The leading examples R_1 and R_2 from our paper generate a random number following a geometrical distribution. While the right-hand sides of our rules only contain finite multi-distributions, the repeated evaluation of these rules represents a distribution with infinite support. This gives rise to several interesting tasks:

We need to consider the expected runtime complexity of this generation itself.
We need to consider the expected increase of the initial input (which is constant, in fact it is 2 for the geometrical distribution).
We need to consider the expected runtime complexity of the remaining program that uses the result of the geometrical distribution.

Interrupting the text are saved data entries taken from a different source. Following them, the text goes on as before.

PR #4983, opened 2024-06-21
Fix unhandler error when storing password credentials 

poulch:
## What type of PR is this?
- [ ] 💅 Refactor
- [ ] 🌟 Feature
- [ ] 🔥 Bug Fix
- [ ] 🔩 Maintenance

- closes #

## Have you written tests?
- [ ] Yes!

### DIFF
--- a/.changeset/tricky-lamps-flash.md
+++ b/.changeset/tricky-lamps-flash.md
@@ -1,0 +1,5 @@
+---
+"saleor-dashboard": patch
+---
+
+You should not see credential error when running playwright tests
--- a/.changeset/tricky-lamps-flash.md
+++ b/.changeset/tricky-lamps-flash.md
@@ -2,4 +2,4 @@
 "saleor-dashboard": patch
 ---
 
-You should not see credential error when running playwright tests
+An error is no longer raised and visible to the user when saving credential is not supported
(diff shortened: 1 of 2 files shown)


Cloud11PL (approved):

src/utils/credentialsManagement.ts
```diff
@@ -31,21 +31,21 @@ export async function checkIfCredentialsExist() {
...
 
   if (isSupported) {
-    const cred = new PasswordCredential({
-      id: user.email,
-      name: user.firstName ? `${user.firstName} ${user.lastName}` : undefined,
-      password,
-    });
-
     try {
-      result = navigator.credentials.store(cred);
```
andrzejewsky, line 48: Why not cleaning this a bit:

```
if (!isSupported) return null

try {
  const cred = new PasswordCredential({
    id: user.email,
    name: user.firstName ? `${user.firstName} ${user.lastName}` : undefined,
    password,
  });
  
  return navigator.credentials.store(cred);
} catch (e) {
  return null
}

```

simpler and you eliminate the ifs

.changeset/tricky-lamps-flash.md
```diff
@@ -0,0 +1,5 @@
+---
+"saleor-dashboard": patch
+---
+
+You should not see credential error when running playwright tests
```
andrzejewsky, line 5: it's rather: _An error is no longer raised and visible to the user when saving credential is not supported_

andrzejewsky (dismissed):

Cloud11PL (approved):

andrzejewsky (approved):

Since the resulting distribution is infinite, we may end up with an infinite expected runtime complexity, even if the generation and the remaining program have a finite expected runtime complexity (see R_2).

The examples geo_div.ari (leading example R_1), geo_double_div.ari, geo_f.ari (leading example R_2), and times.ari from our novel benchmark set demonstrate this behavior.

Dice Roller

In addition to a geometrical distribution, we also added examples that uses a Markov chain (modeled by the PTRS) to model a dice roll using only rewrite rules whose multi-distributions have the probability 1/2. In the following, ‘dice’ is the initial state of the corresponding Markov chain. We have a chance of 1/6 to reach each of the final states ‘stateIII’, ‘stateI0I’, ‘stateI00’, ‘state0II’, ‘state00I’, and ‘state000’. Note that this algorithm is AST, has a constant expected runtime complexity, creates a number between 1 and 6, and hence, the repeated evaluation only represents a finite distribution.

    dice -> 1/2 : stateI || 1/2 : stateO
    stateI -> 1/2 : stateII || 1/2 : stateIO
    stateII -> 1/2 : stateIII || 1/2 : stateI
    stateIO -> 1/2 : stateIOI || 1/2 : stateIOO
    stateO -> 1/2 : stateOI || 1/2 : stateOO
    stateOI -> 1/2 : stateOII || 1/2 : stateO
    stateOO -> 1/2 : stateOOI || 1/2 : stateOOO

    stateIII -> s(O)
    stateIOI -> s(s(O))
    stateIOO -> s(s(s(O)))
    stateOII -> s(s(s(s(O))))
    stateOOI -> s(s(s(s(s(O)))))
    stateOOO -> s(s(s(s(s(s(O))))))

Our benchmark set contains examples where we exchanged the geometrical distribution by the dice roller. It is noteworthy that dice_f.ari (R_2 but with the dice rolling instead of a geometrical distribution) is SAST, because we do not have an infinite resulting distribution after the generation of the numbers anymore.

The examples dice_div.ari (leading example R_1 with dice rolling), dice_random.ari, dice_f.ari (leading example R_2 with dice rolling), and dice.ari (only the dice rolling algorithm) from our novel benchmark set demonstrate this behavior.

Finite Expected Runtime

There are plenty of probabilistic data structures that probabilistically change or remove parts of the structure. We present a very small example that iterates over a given list and in each step it may remove the remaining list with a certain probability.

    listdrop(nil)          -> 1 : nil
    listdrop(cons(x,xs))   -> 1/2 : nil || 1/2 : cons(x,listdrop(xs))

Even though the algorithm might iterate over the whole list of length n, the expected runtime complexity is constant (in O(1)). A direct application of polynomials would only be able to prove a linear runtime bound, due to the monotonicity constraints. In contrast, with our novel ADP framework, we can infer a constant upper bound for the expected runtime complexity.

The xamples listdrop.ari and treedrop.ari from our novel benchmark set illustrate the analysis of such algorithms.